## Task details
Report each line of the data that contains the string "verify".

[Dataset records]
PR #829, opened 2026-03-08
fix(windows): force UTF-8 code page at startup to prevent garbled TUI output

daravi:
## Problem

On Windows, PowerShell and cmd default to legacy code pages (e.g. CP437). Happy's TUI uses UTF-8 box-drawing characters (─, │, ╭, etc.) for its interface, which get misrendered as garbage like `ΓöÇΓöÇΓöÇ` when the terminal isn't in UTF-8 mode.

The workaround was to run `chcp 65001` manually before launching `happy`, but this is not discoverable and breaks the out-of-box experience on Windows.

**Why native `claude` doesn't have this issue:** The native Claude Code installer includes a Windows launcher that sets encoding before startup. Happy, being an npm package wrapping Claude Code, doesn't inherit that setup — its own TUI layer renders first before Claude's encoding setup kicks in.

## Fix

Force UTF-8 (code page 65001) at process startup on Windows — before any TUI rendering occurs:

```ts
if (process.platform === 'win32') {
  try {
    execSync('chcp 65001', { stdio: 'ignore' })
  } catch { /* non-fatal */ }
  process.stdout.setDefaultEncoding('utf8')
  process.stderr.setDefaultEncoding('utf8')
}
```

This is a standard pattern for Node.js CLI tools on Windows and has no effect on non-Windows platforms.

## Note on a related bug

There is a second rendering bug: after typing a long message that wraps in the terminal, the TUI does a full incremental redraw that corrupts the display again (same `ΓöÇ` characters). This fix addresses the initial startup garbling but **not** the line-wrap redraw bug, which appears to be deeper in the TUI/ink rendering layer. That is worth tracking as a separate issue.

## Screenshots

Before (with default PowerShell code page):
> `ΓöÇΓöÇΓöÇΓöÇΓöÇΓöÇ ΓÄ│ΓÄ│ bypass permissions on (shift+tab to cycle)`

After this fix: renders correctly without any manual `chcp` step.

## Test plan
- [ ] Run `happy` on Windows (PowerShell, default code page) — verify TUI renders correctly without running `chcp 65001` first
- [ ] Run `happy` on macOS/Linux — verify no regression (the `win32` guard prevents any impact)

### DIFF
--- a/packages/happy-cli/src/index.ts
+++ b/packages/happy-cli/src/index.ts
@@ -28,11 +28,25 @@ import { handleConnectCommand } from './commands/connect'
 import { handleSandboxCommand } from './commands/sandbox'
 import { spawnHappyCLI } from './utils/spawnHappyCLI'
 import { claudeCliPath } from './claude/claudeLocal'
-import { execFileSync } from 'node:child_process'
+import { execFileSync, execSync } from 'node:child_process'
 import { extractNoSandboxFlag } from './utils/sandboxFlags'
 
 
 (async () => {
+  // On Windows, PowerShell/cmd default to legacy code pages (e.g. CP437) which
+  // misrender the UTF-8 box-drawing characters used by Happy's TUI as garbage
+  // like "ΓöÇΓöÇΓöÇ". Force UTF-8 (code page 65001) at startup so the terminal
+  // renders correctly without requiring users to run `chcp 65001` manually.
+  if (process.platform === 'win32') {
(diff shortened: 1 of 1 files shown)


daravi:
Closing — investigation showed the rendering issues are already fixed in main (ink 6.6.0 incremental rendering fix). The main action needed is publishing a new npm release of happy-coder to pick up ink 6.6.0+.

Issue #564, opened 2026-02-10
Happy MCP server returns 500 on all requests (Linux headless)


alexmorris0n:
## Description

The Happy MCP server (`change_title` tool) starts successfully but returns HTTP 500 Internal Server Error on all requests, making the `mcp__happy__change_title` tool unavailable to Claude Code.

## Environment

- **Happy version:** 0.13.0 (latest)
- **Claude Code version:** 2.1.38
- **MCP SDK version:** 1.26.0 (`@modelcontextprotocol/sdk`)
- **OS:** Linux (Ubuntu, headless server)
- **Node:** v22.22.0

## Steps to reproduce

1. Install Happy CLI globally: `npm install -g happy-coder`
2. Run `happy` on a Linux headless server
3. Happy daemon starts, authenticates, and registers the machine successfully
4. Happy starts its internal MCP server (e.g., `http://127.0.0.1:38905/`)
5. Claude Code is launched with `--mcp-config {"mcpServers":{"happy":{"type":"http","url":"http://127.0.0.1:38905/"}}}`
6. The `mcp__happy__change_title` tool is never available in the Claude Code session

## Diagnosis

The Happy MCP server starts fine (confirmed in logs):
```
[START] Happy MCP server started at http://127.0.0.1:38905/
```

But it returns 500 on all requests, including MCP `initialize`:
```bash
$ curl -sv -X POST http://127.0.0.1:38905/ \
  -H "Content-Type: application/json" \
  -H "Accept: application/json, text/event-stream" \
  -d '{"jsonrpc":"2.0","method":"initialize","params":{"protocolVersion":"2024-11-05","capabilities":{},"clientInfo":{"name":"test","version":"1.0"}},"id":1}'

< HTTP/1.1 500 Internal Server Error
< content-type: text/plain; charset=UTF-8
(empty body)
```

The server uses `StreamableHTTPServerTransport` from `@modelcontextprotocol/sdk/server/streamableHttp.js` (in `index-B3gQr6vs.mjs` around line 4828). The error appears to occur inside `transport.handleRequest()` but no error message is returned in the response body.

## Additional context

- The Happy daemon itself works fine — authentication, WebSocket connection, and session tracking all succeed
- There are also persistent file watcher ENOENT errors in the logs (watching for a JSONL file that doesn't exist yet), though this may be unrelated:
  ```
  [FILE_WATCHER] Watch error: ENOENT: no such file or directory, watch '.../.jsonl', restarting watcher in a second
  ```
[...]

## Your solution
- [ ] Run `happy` on Windows (PowerShell, default code page) — verify TUI renders correctly without running `chcp 65001` first
- [ ] Run `happy` on macOS/Linux — verify no regression (the `win32` guard prevents any impact)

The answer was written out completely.